As T.E.Forster was indicating, in general you can replace urelements from
a ZFU model by Quine atoms and make a ZF - regularity model. The other
sets of the original ZFU model can retain their old membership, and no
new sets need be added. So this provides lots of transfer between ZFU and
ZF - rerularity.
Similarly, you can replace each urelement from a ZFU model by a new
downward chain of recursive singletons, in similar fashion, changing
nothing else in the model.
Or similarly by higher cardinality than singletons. A downward binary
tree of recursive doubeltons, or any other cardinality from the starting
ZFU model. I discussed a similar point in my first detailed presentation
with cardinality undefinable below. Well that wasn't working from ZFU
to start but same idea of using recursive doubletons instead of recursive
signletons and so on.
> From these replies I had two questions in my mind
>
> (1) is ZF(minus Regularity) + Tarski's axiom
> Equi-interpretable with
> ZF minus Regularity.
>
> (2) Can we have a formula Phi(x y) in FOL(=3D,e) such that:
>
> ZF(-Regularity) + "AxE!y Phi(x y) &
> Ax1x2y ((Phi(x1 y) & Phi(x2 y)) <-> x1 equinumerous to x2)"
>
> is Equi-interpretable with
>
> ZF(-Regularity) + Tarski's axiom.
>
> These were the two questions in my mind.
>
> Zuhair
I will be discussing these questions below, and realting them to
some of my earlier constructions of models.

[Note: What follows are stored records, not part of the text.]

PR #822, opened 2020-10-01
PHPStan task : search automatically phpstan.neon

DuboisS:
| Q             | A
| ------------- | ---
| Bug fix?      | no
| New feature?  | yes
| BC breaks?    | no
| Deprecations? | no
| Documented?   | yes
| Fixed tickets |

It is now no longer necessary to specify its phpstan configuration file if it has the default name.

### DIFF
--- a/src/Task/PhpStan.php
+++ b/src/Task/PhpStan.php
@@ -73,6 +73,14 @@ class PhpStan extends AbstractExternalTask
             ->notPaths($config['ignore_patterns'])
             ->extensions($config['triggered_by']);
 
+        if (!($config['configuration'])) {
+            if (file_exists('phpstan.neon')) {
+                $config['configuration'] = 'phpstan.neon';
+            } elseif(file_exists('phpstan.neon.dist')) {
+                $config['configuration'] = 'phpstan.neon.dist';
+            }
+        }
+
         if (!empty($config['force_patterns'])) {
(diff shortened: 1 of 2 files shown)


src/Task/PhpStan.php
```diff
@@ -73,6 +73,14 @@ public function run(ContextInterface $context): TaskResultInterface
             ->notPaths($config['ignore_patterns'])
             ->extensions($config['triggered_by']);
 
+        if (!($config['configuration'])) {
```
veewee, line 76: https://phpstan.org/config-reference#config-file

> If you do not provide a config file explicitly, PHPStan will look for files named phpstan.neon or phpstan.neon.dist in current directory.

Why don't we let the tool decide? It detects these files by default - no need to maintain it in here.
If you want to specify a custom location, you can always do so in your configuration.
If you want to use the defaults, you can just net set the configuration option (which will fallback to the phpstan defaults.)

veewee (commented):
Thanks for the PR.
Can you take a look at my question?

src/Task/PhpStan.php
DuboisS: Sorry, I was wrong about that. My mistake. 
After further testing, it does indeed take the phpstan.neon file well even if we don't specify it.

veewee: No problem. :)

Issue #835, opened 2020-11-06
"No match for regexp /diff --git (a\/.*) (b\/.*)\n/" if diff.noprefix is true


sascha-egerer:
| Q               | A
| --------------- | ---
| Version         |  0.22.0
| Bug?            | yes
| New feature?    | no
| Question?       | no
| Documentation?  | no
| Related tickets | #164 

```sh
$ git commit --amend

In ParserBase.php line 67:

  No match for regexp /diff --git (a\/.*) (b\/.*)\n/ Upcoming: diff --git README.md README.md

git:pre-commit [--skip-success-output] [-h|--help] [-q|--quiet] [-v|vv|vvv|--verbose] [-V|--version] [--ansi] [--no-ansi] [-n|--no-interaction] [-c|--config CONFIG] [--] <command>
```

**Steps to reproduce:**
```sh
# Generate empty folder
mkdir tmp
cd tmp
git init
echo "vendor" > .gitignore
pbpaste > grumphp.yml
composer require --dev phpro/grumphp

# Your actions
# Please add the steps on how to reproduce the issue here.

git config diff.noprefix=true

# Run GrumPHP:
git add -A && git commit -m"Test"
```

**Result:**
```
In ParserBase.php line 67:

  No match for regexp /diff --git (a\/.*) (b\/.*)\n/ Upcoming: diff --git README.md README.md


git:pre-commit [--skip-success-output] [-h|--help] [-q|--quiet] [-v|vv|vvv|--verbose] [-V|--version] [--ansi] [--no-ansi] [-n|--no-interaction] [-c|--config CONFIG] [--] <command>
```

veewee:
Thanks! Continuing in the PR.

tiagodevweb:
In my case I solved it by deleting the build folder:

**git -c diff.mnemonicprefix=false -c diff.noprefix=false --no-pager diff -r -p -m -M --full-index --no-color --staged -- . ':(exclude)build/*' | cat**

PR #836, opened 2020-11-06
Make "git diff" behave more predictably #835

sascha-egerer:
| Q             | A
| ------------- | ---
| Branch        | *
| Bug fix?      | yes
| New feature?  | no
| BC breaks?    | no
| Deprecations? | no
| Documented?   | no
| Fixed tickets | #835

Make gumphp work with git config diff.noprefix=true


veewee:
Thanks for the PR, looks good!
It would be better if the diff parser from gitonomy/gitlib supported more modes though :)

PR #838, opened 2020-11-07
add Page Views

xdvrx1:
When we add this service, it will count every hit of this repo. And this will guide us more about the visitors each day and will indicate the total views. For me, this is very helpful both for us and for those will view this repo seeing this page views. If there is the website built from this repo, it can be simply added there too.

Screenshot (1643)


veewee:
Hello @xdvrx1,

Thanks for the PR. However, we are not interested in tracking our users.

PR #841, opened 2020-11-14
Implement refactored formatter options for Deptrac >= v0.9.0

jerowork:
| Q             | A
| ------------- | ---
| Bug fix?      | no
| New feature?  | yes
| BC breaks?    | yes
| Deprecations? | yes
| Documented?   | yes
| Fixed tickets | none

# Description
Deptrac has updated formatter options in `v0.9.0`. They enabled new formatters (e.g. baseline, table) and refactored existing formatters (e.g. Graphviz). This means that the previous options are not working anymore. New options are introduced for existing formatters.

This PR adds all new formatters with its new options to the `DeptracTask`.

Before I begin that, this seems like a good time to collect
references to those previous articles about models, since I will
be referring to some of them. So I will note references then return
to the questions.
I first had five models. General references for these and the main
articles discussing them were collected in
[1] David Libert "Recursive Cardinals"
sci.logic, sci.math Dec 31, 2009
http://groups.google.com/group/sci.logic/msg/c26de32a0acd6dd2
Since then I noted some further models about alpha-well-orderability:
[2] David Libert "Cardinality once more"
sci.logic, sci.math Jan 3, 2010
http://groups.google.com/group/sci.logic/msg/6eca3be8b1e319f9
In [1] I noted a previous article collecting the core refernces about
those first four of those give models ([1] also added some additional
later discussions):
> I have had some other models besides [1].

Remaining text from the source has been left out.